The Information Commissioner's Office ("ICO") has published an explanation of its decision not to take further regulatory action with respect to a Ministry of Defence ("MoD") data breach in 2022. The data breach involved the exposure of the personal details of thousands of Afghans connected to the Afghan Relocations and Assistance Policy (ARAP). Unusually, after a two-year engagement with the MoD under strict court and classification constraints, the ICO elected not to take further regulatory action against the MoD, while emphasising the preventative lessons learned. The data leaked was subject to a strict court injunction popularly described as a "super-injunction".
This decision follows earlier enforcement by the ICO against the MoD. In December 2023, the regulator fined the department £350,000 for a separate ARAP-related breach in 2021, when email recipients under the ARAP programme were exposed to one another. The ICO highlighted the absence of appropriate technical and organisational measures and recommended bulk-mail tools, secure transfer, and a 'second pair of eyes' control for high-risk communications.

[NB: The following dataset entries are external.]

PR #893, opened 2017-06-02
rework of node executor ullage patch

lamont-granquist:
🚧 DO NOT MERGE YET 🚧 

Looking for @Starwaster 's feedback

Basically what this does is add another API that the ThrottleController exposes which is the "fixed" throttle limit.  Basically all the throttle limiting code other than ullaging sets this.  Then there is the throttleLimit which is still the actually applied throttle limit.  When ignitions are being prevented, typically the fixedThrottleLimit would be 1.0 while the throttleLimit would be 0.0.

The Node Executor now doesn't need to know as much about throttling and ullaging, and just trusts the fixedThrottleLimit from the throttle controller.

I also moved the infinity check around so that its a bit more aggressive about not presenting infinite burntime calculations through any API.  If there's a reason why some consumers need that patched and not others its definitely not obvious, and it reads more correct to be more aggressive about preventing infinite burntimes.

### DIFF
--- a/MechJeb2/MechJebModuleNodeExecutor.cs
+++ b/MechJeb2/MechJebModuleNodeExecutor.cs
@@ -36,10 +36,6 @@ namespace MuMech
             double dV = node.GetBurnVector(orbit).magnitude;
             double halfBurnTIme;
             double burnTIme = BurnTime(dV, out halfBurnTIme);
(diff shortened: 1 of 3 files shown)


lamont-granquist:
closing because the base was master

The ICO explained its decision not to take further action with respect to the 2022 breach was predicated on several factors:
- The mitigative measures implemented by the MoD, working with the ICO, at a significant cost to the public. Further, the ICO had already fined the MoD in 2023. With the risk of a recurrence properly addressed and penalties for the mishandling of data already imposed, the ICO considered that levying further fines would not be in the public's interest.
- The super-injunction imposed, and classified nature of the information, meant that the investigation would require the diversion of a limited cache of staff with the requisite clearances from other matters. In total, the ICO reported that only five members of staff were "read on".
- The cause of the breach was the mishandling of a spreadsheet which had hidden, sensitive data when it was shared "for a legitimate operational reason under the pressures of a military operation." The MoD only became aware the data had surfaced online in August 2023 and notified the ICO within 72 hours, as required by UK GDPR.
Faced with these factors, the ICO decided that opening a separate, resource-intensive investigation would add little beyond what had already been achieved through close oversight of the MoD's internal work, and therefore took no further regulatory action.